Tony Tillim

Personal information
- Full name: Anthony Frank Tillim
- Born: 8 April 1938 Johannesburg, Transvaal, South Africa
- Died: 8 January 2008 (aged 69) Houghton, Johannesburg, Gauteng, South Africa
- Batting: Right-handed
- Bowling: Right-arm leg-spin

Domestic team information
- 1958–59 to 1959–60, 1968–69: Natal
- 1961–62 to 1966–67: Transvaal

Career statistics
| Competition | First-class |
| Matches | 36 |
| Runs scored | 729 |
| Batting average | 15.51 |
| 100s/50s | 0/1 |
| Top score | 57* |
| Balls bowled | 4761 |
| Wickets | 92 |
| Bowling average | 24.36 |
| 5 wickets in innings | 5 |
| 10 wickets in match | 0 |
| Best bowling | 7/34 |
| Catches/stumpings | 11/0 |
- Source: Cricinfo, 16 August 2021

= Tony Tillim =

South African cricketer (1938–2008)

Anthony Frank Tillim (8 April 1938 – 8 January 2008) was a South African cricketer who played first-class cricket for Natal and Transvaal between 1959 and 1968.

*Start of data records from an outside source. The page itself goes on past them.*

PR #1027, opened 2026-06-01
Cache queries on whether they are direct-to-shard + SQL

sgrif:
This change allows the query rewriter to safely modify its behavior for direct-to-shard queries, and skip rewrite steps that are only needed for cross-shard queries.

Though this commit does not take advantage of this, future changes will require this behavior and changing the cache key required enough code to justify being pulled into its own commit.

The signature of Map::get and Borrow means this needs a bit more boilerplate than I would have liked. There is no way to implement Borrow<(str, _)> for (String, _) (or any other owned/ref types). Instead we have to erase the types to a trait object so we can get individual references to the fields when we need them for comparison and hashing.

This trait is implemented for any combination of values/refs, and a special case for (Arc<A>, B). If in the future this trait is needed with additional pointer types, or Arc in the right position, additional manual impls will need to be added.

### DIFF
--- a/pgdog/src/frontend/router/parser/cache/cache_impl.rs
+++ b/pgdog/src/frontend/router/parser/cache/cache_impl.rs
@@ -10,8 +10,8 @@ use parking_lot::{Mutex, RawMutex};
 use std::sync::Arc;
 use tracing::debug;
 
-use super::super::{Error, Route};
-use super::{super::parse_edge_comment, Ast, AstContext, AstQuery};
+use super::super::{Error, Route, ShardOptionExt};
+use super::{super::parse_edge_comment, key_pair::KeyPair, Ast, AstContext, AstQuery};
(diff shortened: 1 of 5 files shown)


levkk:
> This change allows the query rewriter to safely modify its behavior for direct-to-shard queries, and skip rewrite steps that are only needed for cross-shard queries.

Based on my reading, this change only actually detects if the user passed in `/* pgdog_shard: x */` manual routing hint. That's not enough to detect whether the query is direct-to-shard or not, you need to cache the output of the "parser" in `parser/query/mod.rs`. There is a re-usable struct you can use for some of it, but there are quite a few edge cases, e.g. schema-based sharding which users the value of `search_path` or the schema on a fully-qualified table, e.g. `SELECT * FROM shard_0.users;` and also the value of the `pgdog.shard` connection parameter which is another way to specify manual routing hints.

PR #1028, opened 2026-06-02
fix(resharding): fix issues with copy_data (caused copy_data test to fail often)

meskill:
Found multiple issues that caused copy_data/retry_test to fail occasionally.

- Sometime copy_data failed because it finished too fast and the retry_test haven't caught on some checkpoints because of this -- I increased the amount of generated data for test to lower such events
- Not all suitable errors were handled as retryable, mostly because of wrappers -- fixed in the error definitions
- The fail on second shard caused the partial commit that broke the retries due to unique constraints on first shard. Multiple things to resolve this:
a. refactor flow, check and the error message in the case we fail and found some rows on destination tables. 
b. add new test commit_sync that specifically challenge the partial commit and fails if we reproduce it
c. wrap copy_data in transaction to make sure the last CopyDone actually reached all the server (means the backends are healthy) and only after that commit the transaction. (2pc desirable?)

### DIFF
--- a/integration/copy_data/commit_sync/cleanup.sql
+++ b/integration/copy_data/commit_sync/cleanup.sql
@@ -1,0 +1,5 @@
+-- Tear down the commit_sync test objects. Shared by setup_schema.sql, setup.sql,
+-- and run.sh's cleanup trap. DROP IF EXISTS keeps it a safe no-op on the shards
+-- (which have no publication) and on a fresh database.
+DROP PUBLICATION IF EXISTS commit_sync;
+DROP SCHEMA IF EXISTS commit_sync CASCADE;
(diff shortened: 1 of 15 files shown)


levkk (approved):
>  wrap copy_data in transaction to make sure the last CopyDone actually reached all the server (means the backends are healthy) and only after that commit the transaction. (2pc desirable?)

Agreed. We could also add 2pc support here if its enabled on the shards (we are running it in prod now, it's good, so worth putting on the backlog).

meskill:
> Agreed. We could also add 2pc support here if its enabled on the shards (we are running it in prod now, it's good, so worth putting on the backlog).

👍🏻 https://github.com/pgdogdev/pgdog/issues/1035

PR #1030, opened 2026-06-03
Allow disabling idle healthchecks

### LINKED ISSUE #1029: Allow disabling idle backend healthchecks
## Proposal: allow disabling idle backend healthchecks

I’m using PgDog primarily as a Postgres connection pooler with passthrough auth, mainly to cap the number of backend connections to the final DB instance.

My setup has many distinct Postgres users connecting through PgDog to the same database. With passthrough auth, PgDog can create per-user/per-database pools dynamically. I already use:

 ```toml
pooler_mode = "transaction"
min_pool_size = 0
```

This works well for avoiding a permanent backend connection per user. However, the independent idle healthcheck loop can still create backend activity for otherwise idle pools. In particular, if a pool has no idle backend connection, the idle healthcheck path appears to create a temporary backend connection just to run the healthcheck, then closes it.

For deployments with many low-traffic passthrough users, this can lead to periodic connection/auth churn even when no client is actively querying. It is especially noticeable when a user has been deleted or credentials are no longer valid: the healthcheck attempts are expected to fail, but PgDog keeps retrying them in the background.

### Desired behavior

I’d like a way to say:

> If a pool has no backend connections and no clients waiting, do not open a backend connection just for an idle healthcheck.

More generally, it would be useful to disable the independent idle healthcheck loop while keeping normal on-demand behavior intact. For example:

```toml
idle_healthcheck_interval = 0
```

  or a more explicit setting such as:

```toml
idle_healthchecks = false
```

With this enabled/disabled behavior:

  - Existing idle backend connections can still be closed by idle_timeout.
  - New backend connections are opened only when a client actually needs one.
  - Checkout-time healthchecks could remain unchanged for reused backend connections.
  - PgDog would not proactively validate completely idle/empty passthrough pools.

### Tradeoff

The tradeoff seems acceptable for this use case: PgDog would no longer proactively discover that an unused pool/database/user is unhealthy. The first real query after a quiet period may pay the cost of connection creation or discover that auth/network/backend access no longer works.

For passthrough-auth deployments with many rarely-used users, that seems preferable to continuously opening backend connections for healthchecks that may have no user-visible benefit.

### Question

Would this behavior make sense for PgDog? If so, is the preferred implementation an explicit boolean setting, or should an existing numeric config value such as idle_healthcheck_interval = 0 be treated as “disabled”?

I'm happy to send a PR once this is clear.

kitop:
Close https://github.com/pgdogdev/pgdog/issues/1029

Treat `idle_healthcheck_interval = 0` as disabled so deployments can avoid background idle healthchecks when they are not useful.

This only disables background idle healthchecks. Checkout-time healthchecks controlled by `healthcheck_interval` should keep their current behavior, with `healthcheck_interval = 0` meaning “check every checkout.” - Please let me know if you'd like me to work on changing behaviour there too, as now `0` can mean something different. I think this different behaviour makes sense but it has to be clearly documented.

### DIFF
--- a/.schema/pgdog.schema.json
+++ b/.schema/pgdog.schema.json
@@ -785,7 +785,7 @@
           "minimum": 0
         },
         "idle_healthcheck_interval": {
-          "description": "Frequency of healthchecks performed by PgDog on idle connections.\n\n_Default:_ `30000`\n\nhttps://docs.pgdog.dev/configuration/pgdog.toml/general/#idle_healthcheck_interval",
+          "description": "Frequency of healthchecks performed by PgDog on idle connections.\nSet to `0` to disable idle healthchecks.\n\n_Default:_ `30000`\n\nhttps://docs.pgdog.dev/configuration/pgdog.toml/general/#idle_healthcheck_interval",
           "type": "integer",
           "format": "uint64",
           "default": 30000,
--- a/example.pgdog.toml
+++ b/example.pgdog.toml
@@ -49,6 +49,7 @@ pooler_mode = "transaction"
 healthcheck_interval = 30_000
 # How often to check databases with a health check. This happens independently from clients
 # and runs on a separate loop. This is helpful if databases aren't frequently used.
+# Set to 0 to disable idle health checks.
 #
 # Default: 30 seconds
 idle_healthcheck_interval = 30_000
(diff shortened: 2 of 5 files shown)


levkk (approved):
That is a good point regarding potential confusion between `idle_healthcheck_interval` and `healthcheck_interval` meanings of "0". I think some tools use -1 to disable something, but that's very "C-like" and doesn't feel like it belongs in a Rust project :smile:.

I think you're right and with the power of good documentation we can overcome this ambiguity. I don't expect people to frequently change these unless they know what they want exactly, in which case, the docs will help.

Happy to merge as is, just letting CI run.

PR #1032, opened 2026-06-04
security: use constant_eq for password checks

meskill:
Let's just be on par with Postgres itself on this
https://www.postgresql.org/support/security/CVE-2026-6478/


levkk (approved):
Really cool!

PR #1038, opened 2026-06-05
Give a more meaningful error message when a helper column is missing

sgrif:
Any time we're decoding a row expecting a specific column to exist, such as when we're grabbing the value of a helper column we added for an aggregate function, the absence of that column represents a bug in pgdog. We should provide a more meaningful error message than "decoder was missing data". Unfortunately, since the error comes from the absence of the description for a column, we don't have any useful information to provide for debugging beyond an index. But at minimum we can be clear this is due to a bug in pgdog, and ask the user to open an issue with details about the query that we can use to debug.


levkk (approved):
love it

sgrif:
Failures are from using the wrong Rust version, I failed to extract the version bump from #1020. Just going to wait for that one before merging since it's in the final steps

PR #1039, opened 2026-06-05
Change Datum to only perform checked addition

sgrif:
Datum does not represent a type that can unconditionally add to itself. Currently, any time we encounter two types which do not match, or any types which can't be added, we silently return NULL. This changes that behavior to return a specific error. The Add impl is removed, as these cases will most likely represent a bug in pgdog and shouldn't be silently swallowed.

Two potential future changes stand out to me. The first is that we currently unconditionally error on types that differ, even though we can absolutely add Integer to Bigint for example. I'm not sure that we want to be responsible for maintaining the whole matrix of cross type addition that PG supports, so for the time being I maintained the current behavior.

The second is that how we handle NULL is currently the exact opposite of what PG does. I suspect this will be because all calls to addition come from the implementation of aggregate functions, where we might get NULL from a shard that returned no rows, and we don't want that NULL to cancel out the results from other shards.

That behavior in general is reasonable, but in such a generic function like Datum::add, diverging from PG is surprising behavior, and a potential footgun waiting to go off. I think instead we should have the aggregate functions be responsible for handling NULLs, and mirror PG in this more general case.

However, I opted not to make that change in this PR, as I'm not confident we have test coverage for this case, where a cross shard query returns results from one query and NULL from another. As I refactor this code further, I intend to make that change down the line.

### DIFF
--- a/pgdog-postgres-types/src/array.rs
+++ b/pgdog-postgres-types/src/array.rs
@@ -6,7 +6,7 @@ use crate::{DataType, Datum};
 #[derive(Debug, Clone, PartialOrd, PartialEq, Eq, Hash)]
 pub struct Array {
     elements: Vec<Datum>,
-    element_oid: i32,
+    pub(crate) element_oid: i32,
     dim: Dimension,
 }
 
--- a/pgdog-postgres-types/src/datum.rs
+++ b/pgdog-postgres-types/src/datum.rs
@@ -1,5 +1,5 @@
 use std::cmp::{Ordering, PartialOrd};
-use std::ops::Add;
+use std::fmt;
 
 use bytes::Bytes;
 use pgdog_vector::{Float, Vector};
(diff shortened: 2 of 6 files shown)


levkk (approved):

meskill:
I like the direction to more explicit handling that return Result instead of implicit nulls somewhere.

But, considering the 2 points you've mentioned I do have strong feeling that the current add implementation is aggregate specific and exactly that's why the types coercion is not relevant here and nulls are handled like this. I'd actually suggest to move this implementation to the aggregate module and use it only there without affecting the base logic for Datum type (and I think we don't have a case for Datum math outside aggregate?). 

Also, please note that the things we are discussing are also related to Ord, Eq implementations on Datum. 

P.S.: do we need to encode NULL as the part of Datum or Option<Datum> could be better fit in some cases?

sgrif:
My personal preference would be Option, but NULL as part of Datum matches PG's semantics most closely.

sgrif:
I agree with you that Datum should not implement Ord or Eq, I'm currently
working on that in another branch

sgrif:
Dealt with Ord in #1041, laid out my reasoning for why this convo actually doesn't apply to `Eq` in that commit

PR #1043, opened 2026-06-09
Unify env var manipulation in tests

sgrif:
In the 2024 edition, set_var and remove_var have been changed to be unsafe functions. The behavior remains the same, however even in tests we should not have an `unsafe` block without a safety comment. To avoid having 1023721983 comments saying `SAFTEY: cargo nextest runs one test per process and does not use threads`, we should move all this behavior into the same place.


sgrif:
Thank you, codecov, for telling me that the test code I changed doesn't have test coverage. That was so useful.

PR #1047, opened 2026-06-09
Refactor and improve the functionality of AVG

sgrif:
This is pulled out from a larger refactor of all aggregate functions. As such, the state of this commit is a bit messy, and you'll have to trust me that it's a "it'll get worse before it gets better". But I pulled this out of that branch as it has significant behavioral improvements, is chunky enough to be reviewed on its own, and to prevent a long running branch that could become stale

The new home of the AVG logic represents what I plan on the shape of the aggregate accumulator to look like long term. Each function in a smaller module that is concerned *only* with accumulating state, and not with deserializing data, error handling, etc. The result is code that is easier to read and *much* easier to unit test. Things are a bit funky in the short term though, such as the unused firts argument to Avg::new. This is because long term I intend for Accumulator to just be an enum, where we store the target column in each variant.

The new Avg code also has several improvements over the old code:

- Reduced floating point errors, making us much less likely to diverge from the answer unsharded PG would give (this is demonstrated in `avg_with_double_data`, where the old code diverged by far more than epsilon
- Error handling that happens earlier, and more strictly, reducing the amount of "if we set the unsupported flag at some point in the past bail and maybe error but we don't actually have that info anymore"
- Removal of overflow. The old code required the sum of the averages from each shard to be representable. The new code does not.

I've also simplified and clarified how we rescale numeric results. As part of writing this it became clear that this isn't just a "match the bits PG sends" issue, but one of correctness. Any precision we calculate beyond what PG sends us will be a lie, since we aren't operating on the original data

Our handling of agg(distinct) hasn't changed, we'll still silently do the wrong thing in many cases. Explicit erroring for that followed by full support will both fall out of the larger structural change in the refactor once everything else is moved.

### DIFF
--- a/Cargo.lock
+++ b/Cargo.lock
@@ -4225,9 +4225,20 @@ dependencies = [
  "postgres-types",
  "rand 0.8.6",
  "rkyv",
+ "rust_decimal_macros",
  "serde",
  "serde_json",
  "wasm-bindgen",
+]
+
+[[package]]
+name = "rust_decimal_macros"
+version = "1.40.0"
+source = "registry+https://github.com/rust-lang/crates.io-index"
+checksum = "74a5a6f027e892c7a035c6fddb50435a1fbf5a734ffc0c2a9fed4d0221440519"
+dependencies = [
+ "quote",
+ "syn 2.0.117",
 ]
 
 [[package]]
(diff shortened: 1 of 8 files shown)


levkk (approved):
Here we go 🚀 🚀

sgrif:
inb4 codecov complains that I don't have test coverage for some error branches that only exist to give more meaningful error messages to the user

sgrif:
Called it lol (only uncovered lines in that file) 
image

Tillim was a leg-spin bowler. His best first-class figures were 7 for 34 in his first appearance for Transvaal, against Eastern Province in 1961–62. He took 31 wickets at an average of 24.51 in the 1962–63 season, but was not selected for the tour of Australia in 1963–64. His last first-class wicket, a googly that bowled Neil Hawke, gave Transvaal victory over the touring Australians in November 1966 – the first time an Australian team had lost a first-class match in South Africa.